The American College of Cardiology (ACC) and the American Heart Association (AHA) have announced a new clinical guideline for managing individuals diagnosed with hypertrophic cardiomyopathy (HCM). The guideline emphasizes the importance of working together with patients who have HCM and provides updated recommendations for the most effective treatment options for both adult and pediatric patients.A new article discussing the management of patients with HCM and offering updated recommendations for effective treatment pathways for both adult and pediatric patients. HCM is a genetic heart condition that thickens the heart muscle, making it difficult to pump blood effectively. It affects about 1 in 500 individuals, but many cases go undiagnosed due to lack of symptoms. In some cases, HCM is only discovered after a sudden death. Symptoms, when present, can includeThe article discusses the updated guidelines for the treatment of Hypertrophic Cardiomyopathy (HCM). It mentions the importance of incorporating the most recent data to equip clinicians with the latest recommendations. Dr. Steve R. Ommen, the medical director of the Mayo Hypertrophic Cardiomyopathy Clinic and chair of the guideline writing committee, emphasizes the significance of these new guidelines in helping patients with HCM return to their normal daily lives with proper care and management. The updated recommendations in the guideline reflect recent evidence about HCM treatment and management, including new forms of pharmacologic management.The guideline covers a variety of topics related to hypertrophic cardiomyopathy (HCM), including the role of genetic testing in diagnosis and management; the use of implantable cardioverter-defibrillators (ICDs) in high-risk patients; the participation in vigorous recreational activities and competitive sports; and the risk assessment for sudden cardiac death (SCD) with a focus on pediatric patients.
Among the recommendations in the guideline is the addition of cardiac myosin inhibitors, a new type of medication for patients with symptomatic obstructive HCM who do not experience adequate relief from first-line drug therapy. Symptomatic obstructive HCM is a form of HCM in which the heart muscle is restricted. Cardiac myosin inhibitors are the first class of medication approved by the FDA to specifically target the thickening of the heart muscle rather than just treating the symptoms. However, The FDA’s Risk Evaluation and Mitigation Strategies (REMS) program requires additional steps and time for both clinicians and patients. Clinicians need special training to prescribe the medication, and patients need regular screenings.
“These new drugs provide an option for patients who have not responded to initial treatment and may want to postpone or possibly avoid more aggressive options,” Ommen stated. “With this guideline, we’re giving clinicians immediate guidance on effectively using this evidence-based treatment and enhancing their patients’ quality of life.”/p>
Research is growing to show that exercise can have more benefits than risks for patients with HCM, in addition to taking medication. It is recommended that patients with HCM incorporate low to moderate intensity recreational exercise into their overall health management.
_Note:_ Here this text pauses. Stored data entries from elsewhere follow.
PR #585, opened 2015-08-14
Extend #582 with more tests

technoweenie:
This adds some tests to confirm that `git lfs update` can automatically update the former pre-push hooks. Also taught `git lfs init --force` how to update the pre-push hook too.


sinbad:
:+1: Nice, much better to have it update itself, I totally missed that you had that concept in there already. 

I think 'not on your path' rather than 'not installed' would be more accurate as a message though, especially to trigger thoughts about cause when using lfs in other environments.

technoweenie:
I brought your error message in. Thanks!

PR #586, opened 2015-08-14
Update install.sh.example

isserrano:
Install script was failing in ubuntu when PATH+=:$prefix/bin

### DIFF
--- a/script/install.sh.example
+++ b/script/install.sh.example
@@ -16,5 +16,5 @@ for g in git*; do
   install $g "$prefix/bin/$g"
 done
 
-PATH+=:$prefix/bin
+PATH=$PATH:$prefix/bin
 git lfs init


ssgelm:
@isserrano what version of ubuntu?  Also, how are you running the script?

Some HCM patients may even be able to participate in competitive sports after consulting with HCM clinical specialists.
Ommen mentioned, “Recommendations for physical activity are constantly changing as new research emerges. As a part of a healthy lifestyle, patients with HCM are now encouraged to participate in low-to-moderate intensity physical activities. We are learning about the potential benefits of vigorous physical activities for these patients as well.”Reasonable for some people. With shared decision-making between the healthcare provider and the patient, some patients may even be able to return to competitive sports.”
Poorly managed HCM can lead to many complications including SCD. The new guideline includes recommendations for evaluating and managing the risk of SCD by establishing clear risk markers. Guidance for integrating risk markers with tools to estimate an individual patient’s SCD risk score is recommended to help with the patient/healthcare provider shared decision-making regarding implantable cardioverter defibrillator placement, taking into account a patient’s personal level of risk tolerance and preference.The new guideline includes specific treatment goals that focus on improving quality of life. It also extends recommendations to pediatric patients, emphasizing the importance of a specific pediatric risk stratification for sudden cardiac death (SCD). It also stresses the need for risk calculators tailored to children and adolescents and highlights the importance of expertise in pediatrics at hypertrophic cardiomyopathy (HCM) centers. Additionally, the new guideline recommends exercise stress testing for children diagnosed with HCM to assess functional capacity and provide prognostic feedback.